Она оперлась на перила беседки, разглядывая в воде собственное отражение, которое так не часто приходилось видеть в обычной жизни — жрица  должна являть своим обликом совершенную красоту, однако об этом заботятся прислужницы, а самой ей не полагается интересоваться собственным внешним видом.

Даже зеркало иметь не разрешается.

— Почему ты ничему меня не учишь? — спросила Иннин безжизненно. — Пусть остальные не исполняют правила, пусть пытаются урвать у жизни и то, и это, и в результате не получают ничего, но я ведь не такая. Я сделала всё, что ты мне сказала, пусть даже мне было больно. И что я получила взамен?

— А почему я должна тебя учить? — был ответ.

Иннин непонимающе вскинула голову.

— Если кто-то очень хочет что-то получить, то он приходит и берёт это. — Голос Верховной Жрицы был всё таким же негромким и терпеливым. — Принесённые жертвы не являются гарантией приобретения, они всего лишь открывают ворота. Но прийти и взять ты должна сама. Те, кто ждут, что их чему-то научу я, будут ждать этого до конца жизни, и это их самая большая ошибка. Но ты права, они не делают даже необходимых вещей, и поэтому я не скажу им об этом. А тебе сказала.

Иннин потрясённо опустила голову.

Почему-то вспомнилась девочка на площади, которую она увидела восемь лет назад.

Девочка, которая научилась всему без учителей…

«Я сама во всём виновата. — У отражения в воде искривилось лицо. — Я бездарна.
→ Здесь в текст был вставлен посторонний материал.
Issue #1257, opened 2025-02-04
Unexpected behaviour of the object_from_array VRL fuction


usa4ev:
### A note for the community

A note for the community

    Please vote on this issue by adding a 👍 [reaction](https://blog.github.com/2016-03-10-add-reactions-to-pull-requests-issues-and-comments/) to the original issue to help the community and maintainers prioritize this request
    If you are interested in working on this issue or have submitted a pull request, please leave a comment

### Problem

VRL function **object_from_array** when used with a single parameter requires unnecessary push to that parameter to work properly. See VRL example in respective section.

What I expect:
```
{
  ...
  "foo": "bar",
  "propstructLen": 1,
  ...
}
```

What I get:
```
{
  ...
  "propstructLen": 0,
  ...
}
```

The function is also not fallible depsite the [doc page](https://vector.dev/docs/reference/vrl/functions/#object_from_array).

### Configuration

```text
config.toml:

[sources.demo_logs]
    type = "demo_logs"
    format = "json"
    lines = [ "line1" ]

[transforms.remap_logs]
	inputs = ["demo_logs"]
	type = "remap"
	file = "/Users/username/test/transform_tj.vrl"

[sinks.print_ok]
    type = "console"
    encoding.codec = "json"
    encoding.json.pretty = true
    inputs = [ "remap_logs" ]


transform_tj.vrl:

proparr = [{"key":"foo", "value":"bar"}]

keyvalarr = []
for_each(proparr) -> |_index, item| {

    PropKey = item.key
    PropValue = item.value

    if is_string(PropKey) {
        keyvalarr = push(keyvalarr, [PropKey, PropValue])
    }
}

# keyvalarr = push(keyvalarr, [null, null])  # <-- when this line is commented out or removed, the next line returns an empty object

propstruct = object_from_array(keyvalarr)
.propstructLen = length(propstruct)
. = merge(., propstruct, deep: false)
```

За столько лет я не смогла понять даже такой простой вещи».

— Что ты хочешь знать? — Голос Даран донёсся откуда-то издалека.

Иннин подняла голову, преодолевая горечь, унижение и болезненное желание развернуться и уйти, прокричав перед этим признание в собственном бессилии и никчёмности.
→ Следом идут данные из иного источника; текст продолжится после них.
PR #1420, opened 2025-06-08
chore: fix gcc 15 compile

jorgehermo9:
Right now, `vrl` (and therefore, `vector`) fails to compile with GCC 15. This is due to `onig-sys` crate (which is a dependency of `onig` crate, which is a dependency of `grok` crate on which `vrl` depends)

Updating `grok` to `2.1.0` fixes this (https://github.com/mmastrac/grok/commit/9bf239475a735a4b02e13dbba0a48653a227afdf#diff-2e9d962a08321605940b5a657135052fbcef87b5e360662bb527c96d9a615542)

More info here https://github.com/rust-onig/rust-onig/issues/195.

### DIFF
--- a/Cargo.toml
+++ b/Cargo.toml
@@ -224,7 +224,7 @@ lz4_flex = "0.11.3"
 dns-lookup = { version = "2", optional = true }
 domain = { version = "0.10.4", optional = true, features = ["resolv-sync", "serde"] }
 hostname = { version = "0.4", optional = true }
-grok = { version = "2.1.0", optional = true }
+grok = { version = "2.1", optional = true }
 onig = { version = "6", default-features = false, optional = true }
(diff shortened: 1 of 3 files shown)


pront (approved):

Cargo.toml
```diff
@@ -224,7 +224,7 @@ lz4_flex = "0.11.3"
 dns-lookup = { version = "2", optional = true }
 domain = { version = "0.10.4", optional = true, features = ["resolv-sync", "serde"] }
 hostname = { version = "0.4", optional = true }
-grok = { version = "2", optional = true }
+grok = { version = "2.1.0", optional = true }
```
pront:
```suggestion
grok = { version = "2.1", optional = true }
```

Ей вспомнился разговор с сестрой.

— Будущее, — сказала она безо всякого выражения.

— Сначала научись узнавать прошлое.

«Как?» — чуть было не вырвалось у Иннин, но она вовремя остановилась.
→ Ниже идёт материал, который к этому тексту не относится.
PR #1443, opened 2025-07-04
feat: add `validate_json_schema` function

jlambatl:
## validate_json_schema() function support

This pull request creates a VRL function that validates a payload against a [JSON schema](https://json-schema.org/) definition file. The primary goal of this feature has been to provide a mechanism for users to quickly assert that the schema matches what they expect; this simplifies various error-handling conditions into a single function.

The capability validates that the format (if included in the schema definition) matches and allows the user to determine how to handle non-standard types.

Notes:
* This change has a cache within the function; the goal of this is to improve performance. The validator compiles the schema so that subsequent requests use the schema path as the key. When the next validator is called, it uses an already compiled version if the path matches; otherwise, it creates a new validator. I looked at other implementations across the repository and wasn't sure of the idiomatic way that this should be handled. Other functions (protobuf ones) have this built into the library used, so it was a little guesswork on my part.
* For consistency, the jsonschema crate has been included [without the ability to call out and download schemas](https://docs.rs/jsonschema/latest/jsonschema/index.html#external-references); a schema must be a complete reference, which in some cases may require concatenation or merging by the user.

## Change Type

- [ ] Bug fix
- [x] New feature
- [ ] Performance

## Is this a breaking change?

- [ ] Yes
- [x] No

## How did you test this PR?

I have created several test cases in the same file as the function that test various features.

## Does this PR include user-facing changes?

## Checklist


changelog.d/1443.feature.md
```diff
@@ -0,0 +1,9 @@
+The addition of `validate_json_schema` makes validation of incoming JSON payloads against JSON Schema definition files possible.
+
+Scenario: `validate_json_schema` with valid payloads returns true
+Scenario: `validate_json_schema` with an invalid payload returns false
+
+The default behaviour is to validate the schema [format](https://json-schema.org/understanding-json-schema/reference/type#format) fields if they exist. A optional configuration parameter `ignore_unknown_formats` is provided to change how custom formats are handled by the validator. `false` (default) considers that unknown format fields are validation errors. Unknown formats
+can be silently ignored by setting this to `true`.
+
+authors: jlambatl
```
pront:
```suggestion
Add `validate_json_schema` function for validating JSON payloads against JSON schema files. A optional configuration parameter `ignore_unknown_formats` is provided to change how custom formats are handled by the validator. Unknown formats can be silently ignored by setting this to `true` and validation continues without failing due to those fields.

authors: jlambatl
```

src/stdlib/validate_json_schema.rs
```diff
@@ -0,0 +1,240 @@
...
+use std::env;
+use std::ffi::OsString;
+use std::path::{Path, PathBuf};
+use std::sync::{Arc, LazyLock, RwLock};
+
+use jsonschema;
+
+// Global cache for compiled schema validators, this allows us to reuse the compiled
+// schema across multiple calls to the function, which is important for performance.
+static SCHEMA_CACHE: LazyLock<RwLock<HashMap<String, Arc<jsonschema::Validator>>>> =
```
pront: One caveat here is that if the underlying schema changes, the process will need to be restarted in order to pick up the new schema. I think this is fine (hashing contents and comparing is probably an overkill here), but we should document it.

src/stdlib/validate_json_schema.rs
```diff
@@ -0,0 +1,240 @@
...
+    // Compile schema
+    let compiled_schema = jsonschema::options()
+        .should_validate_formats(true)
+        .should_ignore_unknown_formats(ignore_unknown_formats)
+        .build(schema_definition)
+        .map_err(|e| format!("Failed to compile schema: {e}"))?;
+
+    let compiled_schema = Arc::new(compiled_schema);
+    cache.insert(schema_path.to_string(), compiled_schema.clone());
+    Ok(compiled_schema.clone())
```
pront: nit: 

```suggestion
    Ok(compiled_schema)
```

src/stdlib/validate_json_schema.rs
```diff
@@ -0,0 +1,240 @@
...
+            .optional("ignore_unknown_formats")
+            .unwrap_or(expr!(false));
+
+        let schema_file_str = schema_file
+            .try_bytes_utf8_lossy()
+            .expect("schema definition file must be a string");
+
+        let os_string: OsString = schema_file_str.into_owned().into();
+        let path_buf = PathBuf::from(os_string);
+        let path = Path::new(&path_buf);
```
pront: Would something like this work? 
```suggestion     
let path = Path::new(schema_file_str.as_ref());
```

src/stdlib/validate_json_schema.rs
```diff
@@ -0,0 +1,240 @@
...
+        ]
+    }
+}
+
+#[derive(Debug, Clone)]
+struct ValidateJsonSchemaFn {
+    value: Box<dyn Expression>,
+    schema_definition: serde_json::Value,
+    ignore_unknown_formats: Box<dyn Expression>,
+    schema_path: String, // Path to the schema file, used for caching
```
pront: In an effort to use `&Path` (vs String, OsString etc), we could use `PathBuf` as a key and pass a `schema_path: &Path`.

src/stdlib/validate_json_schema.rs
```diff
@@ -0,0 +1,240 @@
...
+    }
+
+    test_function![
+        validate_json_schema => ValidateJsonSchema;
+
+        valid_with_email_format_json {
+            args: func_args![
+                value: value!("{\"productUser\":\"email@domain.com\"}"),
+                schema_definition: test_data_dir().join("validate_json_schema/schema_with_format_email.json").to_str().unwrap().to_owned(),
+                ignore_unknown_formats: false],
```
pront, line 227: worth adding a test for the `ignore_unknown_formats: true` case

pront (commented):
Thank you @jlambatl! Left a few comments, but nothing major.

src/stdlib/validate_json_schema.rs
jlambatl: @pront, that's a good callout. I did actually think about this and forgot to add it to my notes on the original PR. 

I couldn't find an example of how this has been handled in other functions. I thought that maybe there was an idiomatic way of listening for signals, HUP for reload, which would then flush the cache. Are you aware of any examples of this, or is this a bad idea... suggestions welcome.

src/stdlib/validate_json_schema.rs
jlambatl: I think I've done this correctly based on your feedback, could you have a quick look and verify that what you wrote is what I understood it to be?

pront (approved):
Awesome

pront:
```
For new VRL functions, please also create a sibling PR in Vector to document the new function.
```

Can you followup after this PR is merged? 🙏

jlambatl:
The script is failing the license check because `MIT-0` is not explicitly permitted in `deny.toml`. 

MIT-0 should be compatible with MIT, the primary change is that it doesn't require attribution like MIT does. Here's the license declaration [https://github.com/aws/mit-0](https://github.com/aws/mit-0). 

I am unsure how to proceed on this. Given that it's licensing-related, I don't think I should update the files without first raising this. I am keen to hear your suggestion on what the best next step is.

I think the errors, apart from the one above, should be resolved. 

I have a branch waiting to create a PR in the main vector repository, I'll finalise that tomorrow

jlambatl:
The PR for Vector can be found here: https://github.com/vectordotdev/vector/pull/23359 

I've updated the license check_deny configuration, and that is now passing. looking at why the wasm test/build is not passing.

— Дай… намёк, — с усилием произнесла она. — Подтолкни мои мысли в верном направлении.

— Рисуй.

Рисовать?..

Иннин обернулась и увидела на столике в беседке две кисти, однако ни бумаги, ни туши не было.

Тогда как же…

Подумав, Иннин взяла кисть и, опустившись на деревянный настил беседки, наклонилась над водой. Движение рукой — и отражение в воде покрылось лёгкой рябью. На какое-то мгновение Иннин увидела вместо него другое лицо, чужое, но такое знакомое, непохожее и похожее одновременно.

А потом оно пропало.

Но основа для будущего «рисунка» уже была.

«Хайнэ, — подумала Иннин, закрыв глаза. Рука её шевелилась, кисть рисовала длинные пряди, обрамляющие лицо. Вода в озере тихо плескалась, будто отвечая на растревожившие её движения шумными вздохами. — Я не права. У меня есть брат, что бы кто ни говорил и ни думал по этому поводу. Я так хочу тебя увидеть, Хайнэ, и скоро это произойдёт».

Плеск воды внезапно стал иным, более глубоким — движения кисти не могли бы произвести таких звуков.

Чужая рука коснулась плеча Иннин, но она не стала открывать глаз, чувствуя, что главное, что от неё сейчас требуется — это сохранить с таким трудом найденное спокойствие.